Robert Gilmer, William Heinzer
Suppose $\{R_a\}_{a \in A}$ is a family of zero-dimensional principal ideal rings (PIR's) and let $R = \prod_{a \in A} R_a$. If $R$ is of positive dimension, it is known that:
(*) If $I$ is the direct sum ideal of $R$ and $J \subseteq I$ is an ideal of $R$, then each extension ring of $R/J$ is infinite-dimensional, or equivalently, $R/J$ cannot be imbedded in a finite-dimensional ring. In particular, each extension ring of $R$ is infinite-dimensional.
(**) If $S$ is a nonzero homomorphic image of $R$, then $S$ has dimension either 0, 1, or $\infty$, and all three of these values are, in fact, realized as the dimension of a homomorphic image of $R$.
In this paper we consider these assertions in the case where $R = \prod_{a \in A} R_a$, where $\{R_a\}_{a \in A}$ is a family of zero-dimensional commutative rings. We prove that statement (*) holds more generally for a product of zero-dimensional rings---that is, if $\{R_a\}_{a \in A}$ is a family of zero-dimensional rings and $R = \prod_{a \in A} R_a$ is infinite-dimensional, then each extension ring of $R$ or of $R/J$, where $J$ is contained in the direct sum ideal $I = \bigoplus_{a \in A}R_a$, is infinite-dimensional.
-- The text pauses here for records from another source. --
PR #963, opened 2018-09-12
Eliminate Folder description field

lazylester:
Here's the rationale:

**Motivation:**
This is in anticipation of the nested folders feature coming soon, by reducing the amount of information being shown on the Staff Resources page.

**Why it should be acceptable:**

- Out of 38 folders, only 13 have description fields.
- For the folders with description fields, the description field is mostly a superset of the name field. So the description field can be used as the folder name _instead of_ the name field, without losing information.

**Implementation**
A database migration is included in this PR which copies the description field (where it exists) to the name field, and then drops the description field of the folders model.


lazylester:
@markottaviani  the build failure symptoms are the same as I was seeing when the stripe credentials were not configured, so I'm assuming that there's still some issue with this. But I can't quite reconcile that theory with the fact that you (presumably) had the stripe feature building OK. Any insight?

Issue #947, opened 2018-09-07
Switch to Bcrypt password strategy


lazylester:
This can be done without requiring the user to reset their password:

1. add a second password field, `bcrypt_password`, to the User model
2. when a user first logs in, confirm their p/w using the current `encrypted_password` field, _and_ save their password bcrypt-encrypted in the new `bcrypt_password` field, and also set the `encrypted_password` field to nil
3. on subsequent logins, detect that the `encrypted_password` field is nil, so check against `bcrypt_password`

TheDudeWithTheThing:
I thought about this too but wanted to avoid hacking the clearance gem. Not only that but then the hack would live on forever as we have no real time frame of when all the passwords are migrated over.  I'd rather go clean break, it's not 100% unheard of to be forced to reset your password.

TheDudeWithTheThing:
> Hacking the clearance gem is as simple as overwriting a method in (e.g.) our /lib/clearance/xyz.rb file... no need to change the clearance code.

I agree, but then this code lives forever, unless we time box it. You have 2 months to change your password.

> but my email comes in on my computer, which is at home

I have to imagine 99% of the people doing this on their phone have their email hooked up to their phone, judging by the comments made on FB.

The trade offs here are, make it painful for our users for 5min or make it painful for us developers for the next few months.

lazylester:
What is the pain that developers suffer for the next few months? Maybe I'm missing something. It all happens without developer involvement. Nothing to think about until some point maybe a year in the future when all active users have switched to bcrypt passwords.

It's not "painful for the user for 5min" if the user is at an adoption event, trying to log in on someone else's computer, and they don't have access to their email account.

It can be made seamless and invisible to the user, so why not do that?

lazylester:
looks as if Thoughtbot has implemented a very [similar migration strategy](https://github.com/thoughtbot/clearance/issues/140) to the one I'm suggesting. It appears to be baked in to the Clearance code.

Instead of a new `bcrypt_password` column, they are able to detect whether the encrypted password string was produced by SHA1 or Bcrypt.

Thoughtbot, too, regards forcing users to reset passwords as undesirable when a seamless migration is possible.

TheDudeWithTheThing:
The pain comes when clearance has a security vulnerability in it and we have to upgrade which breaks whatever hack we have there. The main reason to move to this gem is so we don't have to think about login anymore. Having code in there that hacks / fights the gem doesn't get us there.

[...]

PR #969, opened 2018-09-15
Adds column woof_bark_password to users

TheDudeWithTheThing:
Step 1 here:
https://github.com/ophrescue/RescueRails/issues/947

### DIFF
--- a/db/migrate/20180915205719_add_woof_bark_password_to_user.rb
+++ b/db/migrate/20180915205719_add_woof_bark_password_to_user.rb
@@ -1,0 +1,5 @@
+class AddWoofBarkPasswordToUser < ActiveRecord::Migration[5.2]
+  def change
+    add_column :users, :woof_bark_password, :string
+  end
+end
--- a/db/schema.rb
+++ b/db/schema.rb
@@ -10,30 +10,30 @@
 #
 # It's strongly recommended that you check this file into your version control system.
 
-ActiveRecord::Schema.define(version: 2018_09_12_034937) do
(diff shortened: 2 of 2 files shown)


TheDudeWithTheThing:
what version of postgres are we on?  I'm assuming the removal of limits from the schema.rb are ok since we aren't doing a `rake db:schema:load` anywhere.

lazylester:
I note that the build failure is in a place where we've seen occasional failures before. I need to look into why this is happening.

TheDudeWithTheThing:
I’m not forcing a reset, you didn’t read my plan in the issue did you?

lazylester:
no, @TheDudeWithTheThing , I didn't read your plan. I didn't know it was there.

But now I've read it, thanks for the heads-up.

I don't really understand the rationale for the approach, but that doesn't matter, no explanation required. As long as it's all seamless to the users, I'm good with it. Last time we discussed it, you didn't see it as a big deal for the users to reset their passwords, and that's where we differ.

TheDudeWithTheThing:
I’m on board. The gist is with your plan we end up with a column named bcrypt_password which fights the gem. I’m just making a column up front for our woofbark password strategy so that bcrypt will only ever use the encrypted_password column.

lazylester:
Yes, the plan I suggested mentioned a second password field. But after suggesting that, I noticed that Clearance has a way to do it without a second field b/c they have a way to read the encrypted password and know what algorithm was used. I learned this after I had suggested a second field, as you mention.

PR #1177, opened 2026-08-10
fix: enforce upper bound on history_length

ez-lbz:
### 1. Enforce an upper bound on `historyLength`

**Problem:** `validate_history_length()` in `src/a2a/utils/task.py` only rejected negative values. A client could send `historyLength=999999999` and the server would materialize the full task history for every matching task (in `tasks/get`, `tasks/list`, and `message/send`), allowing an unbounded-history read via an absurdly large parameter.

**Fix (src/a2a/utils/task.py):**
- Added `MAX_HISTORY_LENGTH = 1000` with a comment explaining the cap is a pragmatic bound aligned with the other A2A SDKs' "large value ≈ return everything available" semantics.
- `validate_history_length()` now raises `InvalidParamsError` when `history_length > MAX_HISTORY_LENGTH` (in addition to the existing negative-value check). The validation already runs at the entry of `on_get_task`, `on_list_tasks`, and `on_message_send` (V1) and their V2 counterparts, so the cap applies to all JSON-RPC / REST / gRPC paths without further changes.

## Testing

The situation with regard to (**), however, is different. In fact we exhibit, for each positive integer $d$, a product $R$ of zero-dimensional local rings such that the values realizable as the dimension of a homomorphic image of $R$ are precisely $0, 1, 2, \dots d, \infty$. We also establish existence of a product of zero-dimensional local rings for which there exists a homomorphic image of dimension $d$ for each positive integer $d$.